Fig. 2Performance of classifier. (A) Performance of different classifiers on the training dataset COAD (n = 271), random forest (rf), and support vector machines (SVM) optimizing Kappa or accuracy (acc), respectively. (B) Confusion matrix of CMS predictions from resulting miRNA‐assigned random forest CMS classifier (miRaCl) compared with mRNA‐based CMS classes using the rectal adenocarcinoma (READ) test dataset (n = 122). (C) Confusion matrix of CMS predictions from reduced random forest classifier based on the 20 most important features (miRaCl‐20) in rows compared with known mRNA‐based CMS classes in columns using the READ test dataset (n = 122). (D) The alluvial plot of miRaCl predictions from all 381 input features in comparison with the predictions of miRaCl‐20 in READ (n = 158) and EGAS1127 primary tumor samples (n = 126). (E) Confusion matrix of microarray‐based GSE35834 test dataset comparing CMS predictions from miRNA‐assigned classifier based on the 20 most important features in rows with mRNA‐based CMS predictions in columns as far as available (n = 23). (F) Confidence of miRaCl predictions was determined as the difference between the probabilities of the first and the second most likely class in READ (n = 158) and in EGAS1127 primary tumor samples (n = 126) and the means differed (tendentially) between the CMS classes (Kruskal–Wallis test). Boxes mark the interquartile range (IQR), whiskers extend to the furthest value within 1.5*IQR (Tukey whiskers). (G) We tested for correlation with the tumor purity (Pearson correlation test). (H) miRNA‐based CMS predictions as fractions of primary samples in training and test datasets, including samples where mRNA‐based classification was not possible.

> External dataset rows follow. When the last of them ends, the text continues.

Issue #34, opened 2022-02-17
Insecure implementation of BLS threshold signatures


OrestisAlpos:
The implementation of threshold signatures in `crypto/bls12/bls12/go` is insecure.
Namely, the methods `CreateThresholdSignature()` and `VerifyThresholdSignature()` actually create (and verify) an *aggregate*, not threshold, signature, which is insecure when partial signatures sign the same message. That is explained in Section 5.1 of the BLS paper: https://link.springer.com/content/pdf/10.1007/s00145-004-0314-9.pdf
What we actually want is described on Section 5.3 of the BLS paper.

The implemented version could be seen as a multi-signature, but still it is susceptible to the rogue-key attack, because it just adds the public keys and signatures. The correct implementation would be as in Section 3.1 of the BDN paper: https://eprint.iacr.org/2018/483.pdf

Even if one is only interested in benchmarking (and does not plan to use this in production), the results might still be misleading, since the computations behind a threshold signature (or a correct implementation of multi-signature) are different than what the code currently does.

Raytar:
Hi!

> Namely, the methods CreateThresholdSignature() and VerifyThresholdSignature() actually create (and verify) an aggregate, not threshold, signature, which is insecure when partial signatures sign the same message.

Indeed, the `bls12` implementation is not "production-grade" and does not protect against rogue-key attacks. The main reason I implemented it in the first place was to figure out how to support different crypto technologies in the module system, and to experiment with aggregate signatures.

> What we actually want is described on Section 5.3 of the BLS paper.

If I understand this correctly, these signatures would not validate at all unless the threshold is met, as opposed to our current implementation which verifies an aggregate and then checks that the number of participants meets the threshold?

I am currently working on implementing [Handel](https://arxiv.org/pdf/1906.05132.pdf) as an alternative way to aggregate the signatures. My implementation relies on being able to verify an aggregate signature even before it meets the threshold for consensus. Would this be possible with true threshold signatures?

Raytar:
> I wonder if we should at least rename `CreateThresholdSignature` and `VerifyThresholdSignature` to `CreateMultiSignature`and`VerifyMultiSignature`.

I discussed this issue with @meling yesterday, and he suggested refactoring the `CryptoImpl` interface such that we have only three methods: `Sign`, `Verify`, and `Combine`. The `Verify` and `Combine` methods should be smart enough to accept both single signatures and multi/aggregate/threshold signatures depending on the implementation. That way we can avoid these naming problems.

[...]

PR #36, opened 2022-02-28
Crypto refactor

johningve:
This is a complete rewrite of the crypto implementations based on discussion in #34.

# Important Changes:

* The `CryptoImpl` interface is replaced with the `CryptoBase` interface which is much simpler:
```go
// CryptoBase provides the basic cryptographic methods needed to create, verify, and combine signatures.
type CryptoBase interface {
	// Sign creates a cryptographic signature of the given message.
	Sign(message []byte) (signature QuorumSignature, err error)
	// Combine combines multiple signatures into a single signature.
	Combine(signatures ...QuorumSignature) (signature QuorumSignature, err error)
	// Verify verifies the given quorum signature against the message.
	Verify(signature QuorumSignature, message []byte) bool
	// BatchVerify verifies the given quorum signature against the batch of messages.
	BatchVerify(signature QuorumSignature, batch map[hotstuff.ID][]byte) bool
}
```
* The `ThresholdSignature` interface is renamed to `QuorumSignature`, and the `Signature` interface is removed.
* `ConnectionMetadata` allows for metadata to be sent to other replicas.
* This metadata is used by the `bls12` package to send a proof-of-possession to all replicas.


Raytar:
@meling There are some changes to various tests because I had to change the `testutil.TestModules` function and make the `testutil.CreateBuilders` use the twins network to get the new metadata working. It's kinda ugly now, but I'll probably revisit it at some point and try to clean it up.

backend/config.go
```diff
@@ -110,6 +116,50 @@ func NewConfig(creds credentials.TransportCredentials, opts ...gorums.ManagerOpt
...
+	for k, v := range m {
+		md.Set(keyPrefix+k, v)
+	}
+	return md
+}
+
+func readMetadata(md metadata.MD) map[string]string {
+	m := make(map[string]string)
+	for k, values := range md {
+		if strings.HasPrefix(k, keyPrefix) && len(values) > 0 {
```
meling, line 156: Go 1.18 has a new `strings.Cut` function that could replace both `HasPrefix` and `TrimPrefix`. Something like this, I think:
```go
if _, key, ok := strings.Cut(k, keyPrefix); ok && len(values) > 0 {
  m[key] = values[0]
```
Maybe the most important place to do this, but if done elsewhere as well, maybe `Cut` can be more efficient.

backend/config.go
```diff
@@ -75,17 +84,14 @@ type Config struct {
...
-	// embed own ID to allow other replicas to identify messages from this replica
-	md := metadata.New(map[string]string{
-		"id": fmt.Sprintf("%d", cfg.mods.ID()),
+	cfg.mods.EventLoop().RegisterHandler(replicaConnected{}, func(event interface{}) {
+		if !cfg.connected {
+			cfg.mods.EventLoop().DelayUntil(connected{}, event)
+			return
+		}
+		c := event.(replicaConnected)
+		cfg.replicaConnected(c)
```
meling, line 93:
```go
cfg.replicaConnected(event.(replicaConnected))
```

backend/server.go
```diff
@@ -35,9 +34,11 @@ func (srv *Server) InitConsensusModule(mods *consensus.Modules, _ *consensus.Opt
 func NewServer(opts ...gorums.ServerOption) *Server {
 	srv := &Server{}
 
-	grpcServerOpts := []grpc.ServerOption{}
-
-	opts = append(opts, gorums.WithGRPCServerOptions(grpcServerOpts...))
+	// grpcServerOpts := []grpc.ServerOption{}
+	// opts = append(opts, gorums.WithGRPCServerOptions(grpcServerOpts...))
```
meling, line 38: Are these two lines no longer necessary?

consensus/cryptoiface.go
```diff
@@ -0,0 +1,82 @@
...
+func VerifyMulti(messages map[hotstuff.ID][]byte) VerifyOption {
+	return func(o *VerifyOptions) {
+		o.MultipleMessages = true
+		o.MessageMap = messages
+	}
+}
+
+// VerifyOptions specify options for the Verify function in the CryptoBase interface.
+type VerifyOptions struct {
+	// using a pointer for the Message such that we can tell if it is unspecified
```
meling, line 54: I think `Message` does not need to be a pointer. You can still distinguish these two cases, if needed:
```go
b = []byte{} // non-nil, but len(b) == 0
b = nil // nil and len(b) == 0
```
I tried to remove the pointer and update the relevant code and the tests in the `crypto` package still pass.

consensus/cryptoiface.go
```diff
@@ -0,0 +1,82 @@
...
+
+	Message          *[]byte
+	MessageMap       map[hotstuff.ID][]byte
+	MultipleMessages bool // true if `MessageMap` should be used instead of `Message`
+	Threshold        int
+}
+
+// Crypto implements the methods required to create and verify signatures and certificates.
+// This is a higher level interface that is implemented by the crypto package itself.
+type Crypto interface {
```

Fig. 3Important features of miRaCl. (A) Importance (Gini index) identified during the miRaCl training on colon adenocarcinoma dataset COAD, shown for the 20 features with the highest mean decrease in impurity. Asterix marks miRNAs previously reported as tumor‐specific [22]. (B) Density distributions (Gaussian kernel) of miRNA expression levels (read counts on log2 scale) in COAD stratified by known mRNA‐based CMS for the 10 most important miRNAs, which are used in miRaCl and miRaCl‐20. (C) Genes predicted to be targets of the miRNA from miRaCl‐20 were first intersected with genes downregulated in each CMS and afterwards tested for overlap with Hallmark gene sets. For each CMS, we show the miRNA with the lowest P‐value (one‐sided hypergeometric tests).

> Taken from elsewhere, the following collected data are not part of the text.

PR #37, opened 2022-02-28
Handel

johningve:
Full implementation of [Handel](https://arxiv.org/abs/1906.05132)

Depends on #36


Raytar:
@Arian7394 I think it is working now, thanks to your suggestions :)

Raytar:
It does seem like multiple levels can be active at the same time, based on these sentences from the paper:

>A node sends a message to one node from each of its active levels. Levelℓ is active if Outℓ is complete or if StartTimeℓ has elapsed.

But maybe it isn't necessary as you mentioned.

Fig. 4Features of miRaCl in regulatory networks. Regulatory networks were constructed from colon adenocarcinoma dataset COAD using up to 200 most differentially expressed mRNAs with absolute log2 fold change |log2FC| > 0.85 adjusted P‐value (Padj) < 0.001 per CMS and the most differentially expressed miRNAs with |log2FC| > 0.71 and Padj < 0.05 (Wald statistic, Benjamini–Hochberg corrected). Regulatory elements were identified amongst upregulated miRNAs with Padj < 0.001 in each CMS, respectively (A–D). Importance in miRaCl is indicated as node size, members of miRaCl‐20 are named in bold font for regulators and regular font for targets.